> **What is expected**
Scan the lines below for the string "linux" and report how many lines contain it, giving only the number.
━━━━━ Study material
PR #2501, opened 2021-09-09
fix: checksum rustup in CI

jacobmarble:
Best to verify the checksum of anything fetched from the internet.


crepererum (approved):

domodwyer (approved):
I trust your hashes too.

scripts/install_rustup.sh
```diff
@@ -0,0 +1,25 @@
+#!/bin/bash
+
```
alamb, line 2:
```suggestion

# Use rustup to install rust tool chain after first
# comparing to a known checksum
```

mkmik:
> I trust your hashes too.

I wish rustup served a .sha256 or a SHA256SUMS like in the good old days; so it would be very cheap to verify during review

scripts/install_rustup.sh
```diff
@@ -0,0 +1,25 @@
...
+set -eu -o pipefail
+
+RUSTUP_VERSION=1.24.3
+RUSTUP_HASH=a3cb081f88a6789d104518b30d4aa410009cd08c3822a1226991d6cf0442a0f8
+
+# Notice --location to follow redirects -- important on Ubuntu 20.04
+curl --proto '=https' --tlsv1.2 -sSf --location --max-redirs 1 \
```
mkmik, line 9: I wish curl could just add this verify sha functionality built in.

mkmik: fwiw, in the past I've been using this https://github.com/mkmik/runck

NGA-TRAN:
Great to have this after the security training

shepmaster:
> I wish rustup served a .sha256 or a SHA256SUMS 

Are the ones listed on https://rust-lang.github.io/rustup/installation/other.html what you are looking for?

mkmik:
yeah, but if they were in a standard location they could be used by a tool like https://getsum.pub/

mkmik:
anyway, not all transparent log checksum checkers require that file, for example https://github.com/transparencylog/tl doesn't. I architected getsum so that a random attacker cannot just squat a bunch of urls with some bad hashes preventing the legitimate owner of domains to use some filenames.

mkmik:
> > I wish rustup served a .sha256 or a SHA256SUMS
> 
> Are the ones listed on https://rust-lang.github.io/rustup/installation/other.html what you are looking for?

@shepmaster the problem with those paths is that they don't encode the version name in the path, e.g.:

* https://static.rust-lang.org/rustup/dist/x86_64-unknown-linux-gnu/rustup-init
* https://static.rust-lang.org/rustup/dist/x86_64-unknown-linux-gnu/rustup-init.sha256

carols10cents:
> @shepmaster the problem with those paths is that they don't encode the version number in the path, e.g.:
>
> *    static.rust-lang.org/rustup/dist/x86_64-unknown-linux-gnu/rustup-init
> *   static.rust-lang.org/rustup/dist/x86_64-unknown-linux-gnu/rustup-init.sha256

Further down on https://rust-lang.github.io/rustup/installation/other.html it says:

> You can fetch an older version from `https://static.rust-lang.org/rustup/archive/{rustup-version}/{target-triple}/rustup-init[.exe]`

mkmik:
ah, but that's the sha for the binary, not for the shell script itself.

I.e. right now we're downloading https://raw.githubusercontent.com/rust-lang/rustup/1.24.3/rustup-init.sh and we'd want a reviewer to easily verify the checksum for that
━━━━━━━━━━
> **Written response**
4